On Thu Apr 4 17:36:30 2024 +0000, Rémi Bernon wrote:
Opened https://gitlab.winehq.org/wine/wine/-/merge_requests/5464 with a test case. In theory it is possible that some components advertise being D3D-aware, but then still being unable allocate samples themselves. The test I added in https://gitlab.winehq.org/wine/wine/-/merge_requests/5459 with the video processor transform alone shows that it behaves like that on Windows 8. In such case and because we can still see D3D9/DXGI buffers on the output end, I assume that the session/source reader will create an external sample allocator on behalf of the transform, but I don't think we need to support that scenario as long as we ensure that all our transforms (decoder and processor) support internal allocations.

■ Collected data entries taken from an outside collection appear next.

PR #239, opened 2015-06-30
Plotly proxy auth

BRONSOLO:
@chriddyp @theengineear. This allows enterprise users working behind a proxy to specify `Plotly-Authorization` header as a `basic auth` header for our `API v2`. This frees up the `Authorization` header for the initial proxy layer. For now, it is up to the server admin to handle converting the `Plotly-Authorization` header to the expected `Authorization` header for basic auth once authorized over the proxy.  In the future, we could simply accept both `Plotly-Authorization` and `Authorization` headers in our back end so the server admin won't need to do anything. I added a flag in the config file for `plotly_proxy_authorization`. 

todo: 
- [x] extend the tests

### DIFF
--- a/plotly/plotly/plotly.py
+++ b/plotly/plotly/plotly.py
@@ -1212,7 +1212,7 @@ class _api_v2:
             headers['authorization'] = 'Basic ' + encoded_proxy_auth
             headers['plotly-authorization'] = 'Basic ' + encoded_api_auth
         else:
-            headers['authorization'] = 'Basic ' + encoded_api_auth,
+            headers['authorization'] = 'Basic ' + encoded_api_auth
 
         return headers
 
--- a/plotly/plotly/plotly.py
+++ b/plotly/plotly/plotly.py
@@ -1201,18 +1201,14 @@ class _api_v2:
             username, api_key))).decode('utf8')
 
         headers = {
-            'authorization': 'Basic ' + encoded_api_auth,
             'plotly-client-platform': 'python {0}'.format(version.__version__)
         }
 
         if get_config()['plotly_proxy_authorization']:
-
-            # custom enterprise + proxy authentication
             proxy_username = credentials['proxy_username']
-            proxy_passwd = credentials['proxy_passwd']
+            proxy_password = credentials['proxy_password']
             encoded_proxy_auth = base64.b64encode(six.b('{0}:{1}'.format(
-                proxy_username, proxy_passwd))).decode('utf8')
-
+                proxy_username, proxy_password))).decode('utf8')
             headers['authorization'] = 'Basic ' + encoded_proxy_auth
             headers['plotly-authorization'] = 'Basic ' + encoded_api_auth
 
--- a/plotly/plotly/plotly.py
+++ b/plotly/plotly/plotly.py
@@ -583,23 +583,9 @@ class image:
                 "https://plot.ly/python/static-image-export/"
             )
 
-        credentials = get_credentials()
-        validate_credentials(credentials)
-        username, api_key = credentials['username'], credentials['api_key']
-        encoded_api_auth = base64.b64encode(six.b('{0}:{1}'.format(
-            username, api_key))).decode('utf8')
-
-        # custom enterprise + proxy authentication
-        proxy_username = credentials['proxy_username']
-        proxy_passwd = credentials['proxy_passwd']
-        encoded_proxy_auth = base64.b64encode(six.b('{0}:{1}'.format(
-            proxy_username, proxy_passwd))).decode('utf8')
-
-        headers = {'Plotly-Version': version.__version__,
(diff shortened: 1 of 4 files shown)


plotly/tools.py
```diff
@@ -48,11 +48,15 @@ def warning_on_one_line(message, category, filename, lineno, file=None, line=Non
 # this sets both the DEFAULTS and the TYPES for these items
 _FILE_CONTENT = {CREDENTIALS_FILE: {'username': '',
                                     'api_key': '',
+                                    'proxy_username': '',
+                                    'proxy_passwd': '',
```
chriddyp: could we change to `proxy_password`?

plotly/tools.py
```diff
@@ -48,11 +48,15 @@ def warning_on_one_line(message, category, filename, lineno, file=None, line=Non
...
+                                    'api_key': '',
                                     'stream_ids': []},
                  CONFIG_FILE: {'plotly_domain': 'https://plot.ly',
                                'plotly_streaming_domain': 'stream.plot.ly',
                                'plotly_api_domain': 'https://api.plot.ly',
-                               'plotly_ssl_verification': True}}
+                               'plotly_ssl_verification': True,
+                               'plotly_proxy_authorization': False}}
```
chriddyp: is there some terminology we can use to specify which kind of proxy this is? I can imagine that some folks might stumble upon this because they have a company proxy which they need to authenticate past just to get outside of their network. like, `plotly_reverse_proxy_authorization`?

plotly/tools.py
```diff
@@ -99,7 +103,8 @@ def ensure_local_plotly_files():
 
 ### credentials tools ###
 
-def set_credentials_file(username=None, api_key=None, stream_ids=None):
+def set_credentials_file(username=None, api_key=None, proxy_username=None,
+                         proxy_passwd=None, stream_ids=None):
     """Set the keyword-value pairs in `~/.plotly_credentials`.
```
chriddyp: add some docstrings describing the keywords here

plotly/tools.py
```diff
@@ -99,7 +103,8 @@ def ensure_local_plotly_files():
 
 ### credentials tools ###
 
-def set_credentials_file(username=None, api_key=None, stream_ids=None):
+def set_credentials_file(username=None, api_key=None, proxy_username=None,
+                         proxy_passwd=None, stream_ids=None):
```
chriddyp: move `proxy_username` and `proxy_password` to the very end for backwards compatibility - some folks might be setting up their creds as positional arguments

plotly/plotly/plotly.py
```diff
@@ -1199,17 +1194,30 @@ def api_url(cls, resource):
...
-            six.b('{0}:{1}'.format(un, api_key))
-        ).decode('utf8')
+        username, api_key = credentials['username'], credentials['api_key']
+        encoded_api_auth = base64.b64encode(six.b('{0}:{1}'.format(
+            username, api_key))).decode('utf8')
 
-        return {
-            'authorization': 'Basic ' + encoded_un_key_pair,
+        headers = {
+            'authorization': 'Basic ' + encoded_api_auth,
```
chriddyp: since this is getting set in the following `if` statement, maybe remove this line and put it in an `else`?

chriddyp:
@BRONSOLO sweet dude! think we should add it to `sign_in` too, for consistency?

BRONSOLO:
@chriddyp boom - thx for the comments/suggestions. Yeah, I'll add it to `sign_in` + include some tests and ping you for another pass.

plotly/tools.py
BRONSOLO: This dev should work for both reverse and forward proxies. I'm tempted to keep it as `plotly_proxy_authorization`, though maybe I'm missing the source of potential confusion. Let me know! I can change it to `plotly_reverse_proxy_authorization` . nbd!

BRONSOLO:
@chriddyp could you take another look through this guy?

plotly/tools.py
```diff
@@ -145,9 +163,16 @@ def reset_credentials_file():
 def set_config_file(plotly_domain=None,
                     plotly_streaming_domain=None,
                     plotly_api_domain=None,
-                    plotly_ssl_verification=None):
+                    plotly_ssl_verification=None,
+                    plotly_proxy_authorization=None):
     """Set the keyword-value pairs in `~/.plotly/.config`.
 
+    :param (str) plotly_domain: ex - https://plot.ly
+    :param (str) plotly_streaming_domain: ex - https://stream.plot.ly
```
chriddyp: I think this is usually set as `stream.plot.ly`

chriddyp:
other than that comment, looks good to me! :dancer:

plotly/tools.py
BRONSOLO: totally - thanks.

Actually the remark about Windows 8 test might be wrong, it may just be a side effect of running in a VM with a D3D device that doesn't actually support video processing. Maybe the transform simply incorrectly returns success from ProcessMessage.
Closing this. I think the proper fix is to drop the sample allocator from the session entirely as well as the inserted copiers, once the video processor d3d awareness is implemented. Still not completely sure how allocator starvation should be handled but maybe we can assume that it has enough sample for it to never happen.
This merge request was closed by Rémi Bernon.